## Task item
Lift out all lines below that contain "stats".

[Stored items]
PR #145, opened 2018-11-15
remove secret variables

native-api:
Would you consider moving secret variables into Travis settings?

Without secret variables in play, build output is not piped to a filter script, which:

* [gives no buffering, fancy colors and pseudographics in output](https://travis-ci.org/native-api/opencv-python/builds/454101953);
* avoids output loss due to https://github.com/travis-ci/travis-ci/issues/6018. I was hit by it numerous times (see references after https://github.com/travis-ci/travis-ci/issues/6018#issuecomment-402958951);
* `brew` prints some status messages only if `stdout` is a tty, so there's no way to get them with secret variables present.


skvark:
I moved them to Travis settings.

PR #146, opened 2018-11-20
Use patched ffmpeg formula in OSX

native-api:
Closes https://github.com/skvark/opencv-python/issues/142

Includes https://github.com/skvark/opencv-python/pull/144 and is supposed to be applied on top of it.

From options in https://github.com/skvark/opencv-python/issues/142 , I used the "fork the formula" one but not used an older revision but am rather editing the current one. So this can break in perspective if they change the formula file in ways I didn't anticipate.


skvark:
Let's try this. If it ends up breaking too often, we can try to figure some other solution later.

==

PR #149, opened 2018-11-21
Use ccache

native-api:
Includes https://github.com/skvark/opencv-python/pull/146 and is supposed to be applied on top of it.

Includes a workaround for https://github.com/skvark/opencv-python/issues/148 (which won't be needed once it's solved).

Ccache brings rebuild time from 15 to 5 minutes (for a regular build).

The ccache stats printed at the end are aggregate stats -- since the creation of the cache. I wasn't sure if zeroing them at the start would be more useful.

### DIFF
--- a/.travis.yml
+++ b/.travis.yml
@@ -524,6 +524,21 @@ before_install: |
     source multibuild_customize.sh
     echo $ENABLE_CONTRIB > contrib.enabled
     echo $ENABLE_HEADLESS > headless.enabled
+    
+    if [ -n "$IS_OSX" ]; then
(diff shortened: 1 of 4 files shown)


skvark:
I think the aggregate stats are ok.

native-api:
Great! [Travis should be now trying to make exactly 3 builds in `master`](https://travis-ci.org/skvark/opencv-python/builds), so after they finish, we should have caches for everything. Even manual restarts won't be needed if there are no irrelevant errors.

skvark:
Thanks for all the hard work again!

## Result of the task
The ccache stats printed at the end are aggregate stats -- since the creation of the cache. I wasn't sure if zeroing them at the start would be more useful.
I think the aggregate stats are ok.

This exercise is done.